Start of Block

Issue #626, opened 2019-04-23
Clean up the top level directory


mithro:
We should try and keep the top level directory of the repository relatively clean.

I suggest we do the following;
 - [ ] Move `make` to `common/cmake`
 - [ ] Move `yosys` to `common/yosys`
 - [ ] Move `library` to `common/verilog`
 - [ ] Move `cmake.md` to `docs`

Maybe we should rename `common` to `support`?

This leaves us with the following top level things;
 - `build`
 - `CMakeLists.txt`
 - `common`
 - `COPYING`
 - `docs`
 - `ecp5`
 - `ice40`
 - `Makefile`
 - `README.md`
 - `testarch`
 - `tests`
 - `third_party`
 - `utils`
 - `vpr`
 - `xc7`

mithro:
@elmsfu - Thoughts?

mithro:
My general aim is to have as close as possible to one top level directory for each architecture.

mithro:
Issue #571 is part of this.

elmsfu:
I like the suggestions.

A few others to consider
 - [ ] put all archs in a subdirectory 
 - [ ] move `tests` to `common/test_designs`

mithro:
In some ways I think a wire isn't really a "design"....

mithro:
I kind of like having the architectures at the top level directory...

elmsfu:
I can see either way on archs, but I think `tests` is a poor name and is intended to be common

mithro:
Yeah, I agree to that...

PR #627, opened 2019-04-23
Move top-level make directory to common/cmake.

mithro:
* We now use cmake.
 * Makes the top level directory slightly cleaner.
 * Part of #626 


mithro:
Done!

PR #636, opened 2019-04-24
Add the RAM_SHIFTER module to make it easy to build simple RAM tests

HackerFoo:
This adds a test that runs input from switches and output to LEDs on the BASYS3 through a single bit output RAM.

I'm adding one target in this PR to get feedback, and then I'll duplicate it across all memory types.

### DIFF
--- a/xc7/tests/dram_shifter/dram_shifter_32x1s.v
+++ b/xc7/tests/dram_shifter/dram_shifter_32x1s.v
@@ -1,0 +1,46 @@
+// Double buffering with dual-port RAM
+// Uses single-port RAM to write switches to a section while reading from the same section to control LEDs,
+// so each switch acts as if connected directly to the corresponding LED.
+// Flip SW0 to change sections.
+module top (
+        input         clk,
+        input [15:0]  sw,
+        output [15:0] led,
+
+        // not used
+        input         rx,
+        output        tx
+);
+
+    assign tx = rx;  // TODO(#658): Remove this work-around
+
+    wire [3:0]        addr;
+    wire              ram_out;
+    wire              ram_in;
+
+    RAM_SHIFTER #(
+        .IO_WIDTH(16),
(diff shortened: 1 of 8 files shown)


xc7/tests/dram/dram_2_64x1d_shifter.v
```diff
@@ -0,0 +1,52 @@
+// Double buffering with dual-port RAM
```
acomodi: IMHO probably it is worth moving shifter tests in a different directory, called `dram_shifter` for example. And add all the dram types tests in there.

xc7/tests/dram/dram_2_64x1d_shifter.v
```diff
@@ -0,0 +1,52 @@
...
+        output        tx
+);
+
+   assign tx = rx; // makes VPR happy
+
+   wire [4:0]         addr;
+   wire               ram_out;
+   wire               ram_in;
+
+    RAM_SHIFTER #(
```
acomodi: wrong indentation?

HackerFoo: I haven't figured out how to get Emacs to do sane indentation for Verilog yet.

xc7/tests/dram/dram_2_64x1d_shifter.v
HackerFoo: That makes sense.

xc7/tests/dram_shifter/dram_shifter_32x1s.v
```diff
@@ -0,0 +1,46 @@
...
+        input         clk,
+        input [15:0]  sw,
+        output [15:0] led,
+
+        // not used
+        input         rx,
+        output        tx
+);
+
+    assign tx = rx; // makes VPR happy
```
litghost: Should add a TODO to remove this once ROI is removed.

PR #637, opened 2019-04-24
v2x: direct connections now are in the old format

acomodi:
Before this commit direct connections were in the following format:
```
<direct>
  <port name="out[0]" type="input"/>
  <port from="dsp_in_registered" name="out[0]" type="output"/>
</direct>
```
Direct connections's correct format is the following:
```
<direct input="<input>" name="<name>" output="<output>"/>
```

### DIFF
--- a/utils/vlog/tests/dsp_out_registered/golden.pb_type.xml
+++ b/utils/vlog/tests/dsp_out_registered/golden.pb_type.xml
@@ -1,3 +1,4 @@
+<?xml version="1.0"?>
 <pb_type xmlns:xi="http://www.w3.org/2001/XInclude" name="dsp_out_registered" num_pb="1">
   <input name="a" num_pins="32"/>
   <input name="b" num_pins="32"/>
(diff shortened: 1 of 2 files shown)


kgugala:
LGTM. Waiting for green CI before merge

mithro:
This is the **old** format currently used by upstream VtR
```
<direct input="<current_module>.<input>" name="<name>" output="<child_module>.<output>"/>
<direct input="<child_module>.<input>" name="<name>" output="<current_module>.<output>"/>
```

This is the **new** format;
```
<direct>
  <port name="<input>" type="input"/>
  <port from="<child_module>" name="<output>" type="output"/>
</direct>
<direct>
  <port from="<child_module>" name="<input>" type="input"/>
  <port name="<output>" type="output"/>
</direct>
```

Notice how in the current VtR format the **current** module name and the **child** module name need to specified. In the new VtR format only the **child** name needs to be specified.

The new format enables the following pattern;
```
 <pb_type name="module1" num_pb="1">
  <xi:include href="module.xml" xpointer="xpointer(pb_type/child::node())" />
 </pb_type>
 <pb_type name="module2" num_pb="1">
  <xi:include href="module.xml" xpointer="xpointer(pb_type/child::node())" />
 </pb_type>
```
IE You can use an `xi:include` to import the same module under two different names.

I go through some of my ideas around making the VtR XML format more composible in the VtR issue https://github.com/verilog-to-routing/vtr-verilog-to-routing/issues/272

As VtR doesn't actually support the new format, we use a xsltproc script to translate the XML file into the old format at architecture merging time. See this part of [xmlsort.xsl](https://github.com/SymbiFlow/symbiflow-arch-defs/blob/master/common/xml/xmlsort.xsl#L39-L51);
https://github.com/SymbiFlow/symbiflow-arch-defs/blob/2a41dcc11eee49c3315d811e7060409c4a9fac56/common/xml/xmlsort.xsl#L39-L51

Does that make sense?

End of Block

If the word "build" appears in a line above, copy that line.

--- EXERCISE RESULT ---
 - `build`
Add the RAM_SHIFTER module to make it easy to build simple RAM tests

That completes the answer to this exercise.